Now the function <math>t \mapsto 1+t - e^t</math> is unimodal, with maximum value zero. Locally around zero, it looks like <math>-t^2/2</math>, which is why we are able to perform Laplace's method. In order to extend Laplace's method to higher orders, we perform another change of variables by <math>1+t-e^t = -\tau^2/2</math>. This equation cannot be solved in closed form, but it can be solved by serial expansion, which gives us <math>t = \tau - \tau^2/6 + \tau^3/36 + a_4 \tau^4 + O(\tau^5) </math>. Now plug back to the equation to obtain<math display="block">x^{-x}e^x\Gamma(x) = \int_\R e^{-x\tau^2/2}(1-\tau/3 + \tau^2/12 + 4a_4 \tau^3 + O(\tau^4)) d\tau = \sqrt{2\pi}(x^{-1/2} + x^{-3/2}/12) + O(x^{-5/2})</math>notice how we don't need to actually find <math>a_4</math>, since it is cancelled out by the integral.

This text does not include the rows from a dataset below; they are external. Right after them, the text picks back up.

PR #4412, opened 2023-03-24
LightCurveTemplateModel serialisation

AtreyeeS:
This implements @adonath 's  proposal in #4403

### DIFF
--- a/gammapy/maps/axes.py
+++ b/gammapy/maps/axes.py
@@ -2000,7 +2000,7 @@ class MapAxes(Sequence):
                 except (KeyError, TypeError):
                     try:
                         axis = TimeMapAxis.from_table(table, format=format, idx=idx)
-                    except (KeyError, ValueError):
+                    except (KeyError, ValueError, IndexError):
                         axis = MapAxis.from_table(table, format=format, idx=idx)
 
                 axes.append(axis)
--- a/gammapy/modeling/models/temporal.py
+++ b/gammapy/modeling/models/temporal.py
@@ -525,8 +525,8 @@ class LightCurveTemplateTemporalModel(TemporalModel):
         nodes = table["TIME"]
         if table["TIME"].unit:
             ax_unit = table["TIME"].unit
-        elif table.meta["TIMEUNIT"]:
-            ax_unit = table.meta["TIMEUNIT"]
+        elif table.meta.get("TIMEUNIT", None):
+            ax_unit = table.meta.get("TIMEUNIT", None)
         else:
             raise ValueError("Time unit not found in the table")
         time_axis = MapAxis.from_nodes(nodes=nodes, name="time", unit=ax_unit)
--- a/gammapy/modeling/models/temporal.py
+++ b/gammapy/modeling/models/temporal.py
@@ -524,8 +524,8 @@ class LightCurveTemplateTemporalModel(TemporalModel):
         t_ref = time_ref_from_dict(table.meta, scale="utc")
         nodes = table["TIME"]
      ax_unit = nodes.quantity
-        elif table.meta.get("TIMEUNIT", None):
-            ax_unit = table.meta.get("TIMEUNIT", None)
+    if not ax_unit.is_equivalent("d"):
+        ax_unit = table.meta.get("TIMEUNIT", None)
         else:
             raise ValueError("Time unit not found in the table")
         time_axis = MapAxis.from_nodes(nodes=nodes, name="time", unit=ax_unit)
--- a/gammapy/modeling/models/temporal.py
+++ b/gammapy/modeling/models/temporal.py
@@ -523,8 +523,7 @@ class LightCurveTemplateTemporalModel(TemporalModel):
 
         t_ref = time_ref_from_dict(table.meta, scale="utc")
         nodes = table["TIME"]
-        if table["TIME"].unit:
-            ax_unit = table["TIME"].unit
+     ax_unit = nodes.quantity
         elif table.meta.get("TIMEUNIT", None):
             ax_unit = table.meta.get("TIMEUNIT", None)
         else:
--- a/gammapy/modeling/models/temporal.py
+++ b/gammapy/modeling/models/temporal.py
@@ -528,9 +528,7 @@ class LightCurveTemplateTemporalModel(TemporalModel):
             try:
                 ax_unit = u.Unit(table.meta["TIMEUNIT"])
             except KeyError:
-                ax_unit = None
-        if ax_unit is None:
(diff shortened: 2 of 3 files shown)


gammapy/modeling/models/temporal.py
```diff
@@ -587,7 +596,10 @@ def write(self, filename, format="table", overwrite=False):
             table = self.to_table()
             table.write(filename, overwrite=overwrite)
         elif format == "map":
-            self.map.write(filename, overwrite=overwrite)
+            # RegionNDMap.from_hdulist does not update the header
+            hdulist = self.map.to_hdulist()
+            hdulist[0].header.update(time_ref_to_dict(self.tref_mjd))
```
registerrier, line 601: Same comment here. Don't export the time reference to the primary header. Use the time axis hdu instead.

gammapy/modeling/models/temporal.py
```diff
@@ -517,13 +523,15 @@ def from_table(cls, table, filename=None):
...
         nodes = table["TIME"]
-        time_axis = MapAxis.from_nodes(
-            nodes=nodes, name="time", unit=table.meta["TIMEUNIT"]
-        )
+        if table["TIME"].unit:
+            ax_unit = table["TIME"].unit
+        elif table.meta["TIMEUNIT"]:
+            ax_unit = table.meta["TIMEUNIT"]
+        else:
+            raise ValueError("Time unit not found in the table")
```
registerrier, line 531: This should be tested.

gammapy/modeling/models/tests/test_temporal.py
```diff
@@ -53,8 +53,12 @@ def ph_curve(x, amplitude=0.5, x0=0.01):
 @requires_data()
 def test_light_curve_to_from_table(light_curve):
     table = light_curve.to_table()
-    lc1 = LightCurveTemplateTemporalModel.from_table((table))
+    assert_allclose(table.meta["MJDREFI"], 59000)
+    assert_allclose(table.meta["MJDREFF"], 0.5, rtol=1e-2)
```
registerrier, line 57: why such a large `rtol`? Isn't it an issue of `tt` vs `utc`?

gammapy/modeling/models/temporal.py
```diff
@@ -495,6 +496,11 @@ def __str__(self):
 
         return prnt
 
+    @property
```
registerrier, line 499: If this is used only in tests, this is probably not needed.

registerrier: By the way, here it implicitly assumes the scale to be `utc`.

registerrier (changes requested):
Thanks @AtreyeeS !

The main comment I have is that the reference time keywords should be serialized in the `TIME` axis hdu.

A side question, I think there is an issue in the general time model approach because `t_ref` is handled as a parameter, i.e. as quantity. But its scale is not properly defined. Similarly the scale of the time object used in the `__call__` method is not checked. I think this is a serious issue.

AtreyeeS:
Merci @registerrier ! I fixed the serialisation. The issue about the time scale is indeed more serious, and relevant for analytic temporal models as well. I will try to fix that in a follow-up PR

fabiopintore:
Thanks @AtreyeeS . I don't have any further comment on this PR. It looks ok to me. 
Anyway, I'm also worried about the missing scale of the reference time. This is a quite serious issue that should be fixed soon.

gammapy/modeling/models/temporal.py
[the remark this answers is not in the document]
registerrier: Does the time need to be in mjd?

gammapy/maps/axes.py
```diff
@@ -2000,7 +2000,7 @@ def from_table(cls, table, format="gadf"):
                 except (KeyError, TypeError):
                     try:
                         axis = TimeMapAxis.from_table(table, format=format, idx=idx)
-                    except (KeyError, ValueError):
+                    except (KeyError, ValueError, IndexError):
```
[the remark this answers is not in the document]
AtreyeeS: The `TimeMapAxis.from_table()` expects the table meta to have TIME_MIN and TIME_MAX instead of just TIME.
Thus, it tries to read `colnames[1]`, which does not exist for a node centered normal `MapAxis`. The addition of `IndexError` ensures that `Map.read` tries to read it as a normal `MapAxis`

gammapy/modeling/models/temporal.py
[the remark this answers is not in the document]
AtreyeeS: Yes, I can adapt this in a cleaner manner in the scale PR. Just waiting for this to be merged to avoid merge conflicts

gammapy/modeling/models/temporal.py
```diff
@@ -550,7 +558,8 @@ def read(cls, filename, format="table"):
 
         elif format == "map":
             m = RegionNDMap.read(filename)
-            t_ref = time_ref_from_dict(m.meta)
+            header = fits.getheader(filename, "SKYMAP_BANDS")
```
registerrier, line 561: Here I would suggest to use `hdulist = fits.open(filename)` and then `RegionNDMap.from_hdulist()`

registerrier: But is this necessary? On `read` the `RegionNDMap.meta` is updated no?

registerrier (commented):
Thanks @AtreyeeS . 

See inline comments.

registerrier (dismissed):

gammapy/modeling/models/temporal.py
```diff
@@ -523,9 +523,12 @@ def from_table(cls, table, filename=None):
...
-    if not ax_unit.is_equivalent("d"):
-        ax_unit = table.meta.get("TIMEUNIT", None)
+        ax_unit = nodes.quantity.unit
+        if not ax_unit.is_equivalent("d"):
+            try:
+                ax_unit = u.Unit(table.meta["TIMEUNIT"])
+            except KeyError:
+                ax_unit = None
         if ax_unit is None:
             raise ValueError("Time unit not found in the table")
```
fabiopintore: I suggest to include the `ValueError` directly into the `except KeyError`

fabiopintore (commented):
Thanks @AtreyeeS , I've left only one minor comment. For the rest, it looks good to me!

registerrier (approved):
Thanks @AtreyeeS

registerrier:
After discussion, we realize that this is a bug fix that is part of the scale issue. This should therefore be backported to v1.0.x along with the second PR that will introduce the scale attribute to `TemporalModel` see: #4453 .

Higher orders can be achieved by computing more terms in <math>t = \tau + \cdots</math>, which can be obtained programmatically.{{NoteTag|note=For example, a program in Mathematica: <syntaxhighlight lang="mathematica">
series = tau - tau^2/6 + tau^3/36 + tau^4*a + tau^5*b;
(*pick the right a,b to make the series equal 0 at higher orders*)
Series[tau^2/2 + 1 + t - Exp[t] /. t -> series, {tau, 0, 8}]

(*now do the integral*)
integral = Integrate[Exp[-x*tau^2/2] * D[series /. a -> 0 /. b -> 0, tau], {tau, -Infinity, Infinity}];
Simplify[integral/Sqrt[2*Pi]*Sqrt[x]]

</syntaxhighlight>|name=mathematica-program|content=content|text=text}}

Thus we get Stirling's formula to two orders:<math display="block"> n! = \sqrt{2\pi n}\left(\frac{n}{e}\right)^n \left(1 + \frac{1}{12 n}+O\left(\frac{1}{n^2}\right) \right).
</math>

=== Complex-analytic version ===
A complex-analysis version of this method{{r|flajolet-sedgewick}} is to consider <math>\frac{1}{n!}</math> as a [[Taylor series|Taylor coefficient]] of the exponential function <math>e^z = \sum_{n=0}^\infty \frac{z^n}{n!}</math>, computed by [[Cauchy's integral formula]] as
<math display="block">\frac{1}{n!} = \frac{1}{2\pi i} \oint\limits_{|z|=r} \frac{e^z}{z^{n+1}} \, \mathrm dz. </math>

This line integral can then be approximated using the [[Method of steepest descent|saddle-point method]] with an appropriate choice of contour radius <math>r = r_n</math>. The dominant portion of the integral near the saddle point is then approximated by a real integral and Laplace's method, while the remaining portion of the integral can be bounded above to give an error term.

=== Using the Central Limit Theorem and the Poisson distribution ===
An alternative version uses the fact that the [[Poisson distribution]] converges to a [[normal distribution]] by the [[Central limit theorem|Central Limit Theorem]].<ref>{{Cite book |last=MacKay |first=David J. C. |title=Information theory, inference, and learning algorithms |date=2019 |publisher=Cambridge University Press |isbn=978-0-521-64298-9 |edition=22nd printing |location=Cambridge}}</ref>

Since the Poisson distribution with parameter <math>\lambda</math> converges to a normal distribution with mean <math>\lambda</math> and variance <math>\lambda</math>, their [[Probability density function|density functions]] will be approximately the same:

<math>\frac{\exp(-\mu)\mu^x}{x!}\approx \frac{1}{\sqrt{2\pi\mu}}\exp(-\frac{1}{2}(\frac{x-\mu}{\sqrt{\mu}}))</math>

Evaluating this expression at the mean, at which the approximation is particularly accurate, simplifies this expression to:

<math>\frac{\exp(-\mu)\mu^\mu}{\mu!}\approx \frac{1}{\sqrt{2\pi\mu}}</math>

Taking logs then results in:

<math>-\mu+\mu\ln\mu-\ln\mu!\approx -\frac{1}{2}\ln 2\pi\mu</math>

which can easily be rearranged to give:

<math>\ln\mu!\approx  \mu\ln\mu - \mu + \frac{1}{2}\ln 2\pi\mu</math>

Evaluating at <math>\mu=n</math> gives the usual, more precise form of Stirling's approximation.